In the ARCONA system 3D mapping is used as one of the ways to provide marker-less remote placement of AR content.
It is a part of the more general problem of determination of the correct transformation from the local device co-ordinate system to the world co-ordinate system (hereinafter LWT). Our 3D map is implemented as a set of independent spatial anchors; each anchor consists of visual and geometry elements. Such set of anchors is created from sampled data package obtained by a mobile device with the standard sensor kit: camera, GPS, compass, accelerometer, gyroscope. The creation cost is scalable and depends on the anchor quality requirements; thus the map can be created on a powerful server, as well as on a mobile device, “in place”.
To solve the above problems we have a software set consists of the following components:
mobile application to collect and transfer device sensor data;
SLAM engine;
LWT estimator;
spatial anchor creator;
perception unit to recognize the spatial anchors.
We provided two videos to demonstrate two approaches of LWT determination. In these videos the left part shows the input video stream.
In the left top corner the following information is displayed:
estimated LWT reliability state: void (not set, identity), weak, good, strong;
number of received GPS messages;
number of recognized spatial anchors;
spatial recognition buffer size (the buffer contains preliminary recognized candidates) ;
number of the spatial anchors currently loaded.

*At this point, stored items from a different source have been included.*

PR #5312, opened 2026-04-02
feat(smallestai): add Pulse STT with real-time streaming and batch transcription

harshitajain165:
## Summary

This PR adds speech-to-text support to the existing `livekit-plugins-smallestai` package via the Smallest AI Pulse STT API, complementing the Lightning TTS integration that already exists.

- **Streaming** (`SpeechStream`): real-time transcription over WebSocket with interim and final transcripts, ~64ms TTFT
- **Batch** (`_recognize_impl`): pre-recorded transcription via HTTP POST
- **Word-level timestamps**: per-word `start`/`end`/`confidence` included by default (`word_timestamps=True`)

Trajectories are displayed in the right part of the window and drawn by the following colors:
Color | Trajectory kind |
Yellow | SLAM trajectory in its own local co-ordinate system (LWT is identity) |
Blue | LWT is estimated by GPS and compass data |
White | LWT is estimated by spatial anchors recognition |
Green | Green circles (with red dashes) | received GPS positions; for each of them the red dash indicates the corresponding compass heading |
Purple | Purple circles | created and used spatial anchors |
At the end of each trajectory a red dash indicates the corresponding current camera axis direction. Received GPS positions are visualized by green circles; for each of them the red dash indicates the corresponding compass heading. The first video “GPS correction with Arcona SLAM engine in wide areas” is related to the case of wide areas without quite valuable static objects, where GPS provides at least a satisfactory precision (parks, woods, fields and so on). In this case a proper LWT can be estimated using only GPS and compass information. After acceptance of an enough number of GPS messages the mapping becomes sustainable and the result trajectory shows more stable behavior than the original GPS signal. Note that the original SLAM trajectory (yellow) suffers from a little drift, but the mapped one (blue) - almost not. The second video “GPS correction using 3D mapping with spatial anchors in Arcona SLAM engine“ illustrates a compact area case with a number of static valuable objects. Existence of such objects allows to create a 3D map to solve LWT problem for AR users. The created and used spatial anchors are depicted by purple circles. Initially the trajectory (blue) is mapped only on the base of incoming GPS and compass messages (like in the previous video) and is not so proper because GPS is quite distorted. The situation changes after the first spatial anchor is recognized. The trajectory mapped using the spatial anchors is depicted by white. In the left bottom part of the frame the last recognition result is shown. The left image corresponds to the anchor and the right one to the device camera image. One of the key problems in navigation using 3D maps is reliable spatial anchor (place) recognition.
Our approach for this purpose provides low cost anchor (place) identification and can be used even on not so powerful mobile devices (like iPhone 6s). In the folder “recognition” we provide some results of its testing.
A quite long (about 100m) wall without explicit features, exceptsome graffiti, is chosen (see “the_wall.avi”). The test task is to recognize different fragments of the wall.
So the wall was initially sampled using a mobile phone and a set of spatial anchors had been created. Then these anchors are recognized from input video stream during the second pass walking along the wall.
Selected examples of recognition results are in sub folder “recognition/selected”. Just for clarity, in each image pair one of the matched regions is highlighted.